Es muss nicht immer die Kneipe sein: So kreativ ist Berlin beim Public Viewing zur EM

Im Hochseilgarten oder in der Kirche: Die Stadt hat einige besondere Orte zu bieten, um gemeinsam Fußball zu gucken.

Viele sehen sich die EM-Spiele in Berlin im Biergarten oder in der Kneipe ums Eck an. Doch es lohnt sich, zur EM auch mal außergewöhnliche Übertragungsorte aufzusuchen.

In der evangelischen Zwölf-Apostel-Kirchengemeinde in Schöneberg begleitet Pianist und Komponist Stephan Graf von Bothmer in diesem Jahr an der Orgel die EM-Spiele ab dem ersten Achtelfinale am 26. Juni um 18 Uhr - das zweite Spiel - und das zweite Konzert - beginnt um 21 Uhr.
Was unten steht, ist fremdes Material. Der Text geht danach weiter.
PR #485, opened 2023-01-13
Improved validation constraints for API signatures

BarcoMasile:
## Description
Added size constraints to API signatures validation

## How Has This Been Tested?
- manually
- all the test suits

## PR Quality Checklist

### DIFF
--- a/api/validation/schemas.py
+++ b/api/validation/schemas.py
@@ -1,12 +1,10 @@
 from marshmallow import Schema, fields, validate, INCLUDE
 
 from api.validation.validators import comma_splittable, aws_region_validator, is_alphanumeric_with_hyphen, valid_api_log_levels_predicate
-from api.logging import VALID_LOG_LEVELS
-
 
 class EC2ActionSchema(Schema):
     action = fields.String(required=True, validate=validate.OneOf(['stop_instances', 'start_instances']))
-    instance_ids = fields.String(required=True, validate=comma_splittable)
+    instance_ids = fields.String(required=True, validate=validate.And(comma_splittable, validate.Length(max=2048)))
     region = fields.String(validate=aws_region_validator)
 
 
@@ -14,8 +12,8 @@ EC2Action = EC2ActionSchema(unknown=INCLUDE)
 
 
 class CreateUserSchema(Schema):
-    Username = fields.Email(required=True)
-    Phonenumber = fields.String()
+    Username = fields.Email(required=True, validate=validate.Length(max=320)) # Email RFC allows max 320 chars
+    Phonenumber = fields.String(validate=validate.Length(max=15)) # ITU-T E.164 allows phone numbers no more than 15 digits
 
 
 CreateUser = CreateUserSchema(unknown=INCLUDE)
@@ -29,13 +27,13 @@ DeleteUser = DeleteUserSchema(unknown=INCLUDE)
 
 class GetClusterConfigSchema(Schema):
     region = fields.String(validate=aws_region_validator)
-    cluster_name = fields.String(required=True, validate=is_alphanumeric_with_hyphen)
+    cluster_name = fields.String(required=True, validate=validate.And(is_alphanumeric_with_hyphen, validate.Length(max=60))) # PC allow cluster name of max 60 chars
 
 GetClusterConfig = GetClusterConfigSchema(unknown=INCLUDE)
 
 
 class GetCustomImageConfigSchema(Schema):
-    image_id = fields.String(required=True, validate=is_alphanumeric_with_hyphen)
+    image_id = fields.String(required=True, validate=validate.And(is_alphanumeric_with_hyphen, validate.Length(min=1, max=1024))) # AMI id min 1, max 1024 chars
 
 GetCustomImageConfig = GetCustomImageConfigSchema(unknown=INCLUDE)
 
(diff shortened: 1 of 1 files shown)


lazyoft (commented):
Shouldn't the test reflect the newly introduced constraints somehow?

api/validation/schemas.py
```diff
@@ -1,21 +1,19 @@
...
     region = fields.String(validate=aws_region_validator)
 
 
 EC2Action = EC2ActionSchema(unknown=INCLUDE)
 
 
 class CreateUserSchema(Schema):
-    Username = fields.Email(required=True)
-    Phonenumber = fields.String()
+    Username = fields.Email(required=True, validate=validate.Length(max=320)) # Email RFC allows max 320 chars
```
lazyoft, line 15: praise: I love the references here

api/validation/schemas.py
```diff
@@ -53,72 +51,72 @@ class GetInstanceTypesSchema(Schema):
...
 
 CancelJob = CancelJobSchema(unknown=INCLUDE)
 
 
 class SacctSchema(Schema):
-    user = fields.String()
-    instance_id = fields.String(required=True)
-    cluster_name = fields.String(required=True, validate=is_alphanumeric_with_hyphen)
+    user = fields.String(validate=validate.Length(max=64))
+    instance_id = fields.String(required=True, validate=validate.Length(max=32))
```
lazyoft, line 89: question: is the instance_id for DCV referring to a different object? If not, why in one case I have 60 and in this case 32?

api/validation/schemas.py
```diff
@@ -53,72 +51,72 @@ class GetInstanceTypesSchema(Schema):
...
+    code = fields.String(required=True, validate=validate.Length(max=128))
 
 Login = LoginSchema(unknown=INCLUDE)
 
 
 class PushLogSchema(Schema):
     class PushLogEntrySchema(Schema):
         level = fields.String(required=True, validate=valid_api_log_levels_predicate)
-        message = fields.String(required=True)
+        message = fields.String(required=True, validate=validate.Length(max=246000)) # CW limit is 256k, leaving 1k to extra and level
```
lazyoft, line 105: praise: nice explanation in the comment

api/validation/schemas.py
```diff
@@ -53,72 +51,72 @@ class GetInstanceTypesSchema(Schema):
...
-    queue_name = fields.String(required=True)
+    cluster_name = fields.String(required=True, validate=validate.Length(max=60))
+    queue_name = fields.String(required=True, validate=validate.Length(max=60))
     region = fields.String(validate=aws_region_validator, required=True)
 
 PriceEstimate = PriceEstimateSchema(unknown=INCLUDE)
 
 class PCProxySchema(Schema):
-    path = fields.String(required=True)
+    path = fields.String(required=True, validate=validate.Length(max=512))
```
lazyoft, line 120: question: is this for the YAML configuration? If so I think 512 is too low

BarcoMasile: This is for the path to use to invoke the PC API
512 is large in this case but I put 512 since I have no way of anticipating how long an URL for PC APIs will be
I believe it could be 256 and we'd still be safe

api/validation/schemas.py
BarcoMasile: Thank you!

api/validation/schemas.py
BarcoMasile: My bad, I'll correct it and re-push! Thanks

api/validation/schemas.py
BarcoMasile: Thanks!

BarcoMasile:
> question: shouldn't the test reflect the newly introduced constraints somehow?

I'd say no since validators are part of the third library so since we have tests proving our mechanism (that relies on Marshmallow) works, then it's ok to assume they did their job also

lazyoft:
> > question: shouldn't the test reflect the newly introduced constraints somehow?
> 
> I'd say no since validators are part of the third library so since we have tests proving our mechanism (that relies on Marshmallow) works, then it's ok to assume they did their job also

You are right. I'm ok with these changes.

lazyoft (approved):

api/validation/schemas.py
```diff
@@ -1,21 +1,19 @@
 from marshmallow import Schema, fields, validate, INCLUDE
 
 from api.validation.validators import comma_splittable, aws_region_validator, is_alphanumeric_with_hyphen, valid_api_log_levels_predicate
-from api.logging import VALID_LOG_LEVELS
-
 
 class EC2ActionSchema(Schema):
     action = fields.String(required=True, validate=validate.OneOf(['stop_instances', 'start_instances']))
-    instance_ids = fields.String(required=True, validate=comma_splittable)
+    instance_ids = fields.String(required=True, validate=validate.And(comma_splittable, validate.Length(max=2048)))
```
mtfranchetto, line 7: suggestion: even though the endpoint can receive a list of ids, the UI is configured to operate on a single instance a t a time. I suggest to limit this field to the length of an instance id, and, if you want to do the extra mile, make this endpoint accept a single instance instead of an array

api/validation/schemas.py
```diff
@@ -53,72 +51,72 @@ class GetInstanceTypesSchema(Schema):
...
 class PriceEstimateSchema(Schema):
-    cluster_name = fields.String(required=True)
-    queue_name = fields.String(required=True)
+    cluster_name = fields.String(required=True, validate=validate.Length(max=60))
+    queue_name = fields.String(required=True, validate=validate.Length(max=60))
     region = fields.String(validate=aws_region_validator, required=True)
 
 PriceEstimate = PriceEstimateSchema(unknown=INCLUDE)
 
 class PCProxySchema(Schema):
```
mtfranchetto, line 119: issue(possibly-blocking): with a schema like that a user is still allowed to use a huge payload proxied to the ParallelCluster API. Since we don't know beforehand the body content of mutations routed to PC, can we at least put a hard limit on the bytes of the body?

api/validation/schemas.py
BarcoMasile: Nice one! I'll do it gladly, but I would do this in a new PR so the endpoint (and its validation schema) get changed in the same PR context

api/validation/schemas.py
BarcoMasile: I will investigate this, I think it's an important issue. Thanks!

api/validation/validators.py
```diff
@@ -33,3 +35,9 @@ def is_alphanumeric_with_hyphen(arg: str):
 
 def valid_api_log_levels_predicate(loglevel):
     return loglevel.lower() in VALID_LOG_LEVELS
+
+def size_not_exceeding(data, size):
```
mtfranchetto, line 39: todo: don't forget to add some tests on the new validator and on the `raise_on_missing_body` flag as well

mtfranchetto (approved):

Der Ton ist aus, der 50-jährige Musiker ersetzt mit seinen Improvisationen den Kommentator.

Bei seinen Stummfilmkonzerten untermalt Graf von Bothmer mittlerweile seit mehr als einem Jahrzehnt bewegte Bilder mit Instrumentalmusik. Daher sei für ihn die Idee, auch Fußballspiele musikalisch zu begleiten, gar nicht so außergewöhnlich gewesen, erinnert sich der Pianist.

2008 gab er in der Emmauskirche in Berlin sein erstes Fußballkonzert an der Orgel. Von Bothmer erzählt, er habe "erstmal auf acht Gäste gewettet" und diese Konzerte vor allem auch in musikalischer Hinsicht zunächst nicht wirklich ernst genommen.

Doch es kam anders. Schon bei der ersten Vorstellung sei der Saal voll gewesen. In den Folgejahren begleitete er bei Auftritten in ganz Deutschland viele weitere EM- und WM-Spiele an der Orgel oder am Klavier. Im Schnitt verfolgen zwischen 500 und 650 Zuschauer:innen seine Fußball-Improvisationen mit, erzählt er.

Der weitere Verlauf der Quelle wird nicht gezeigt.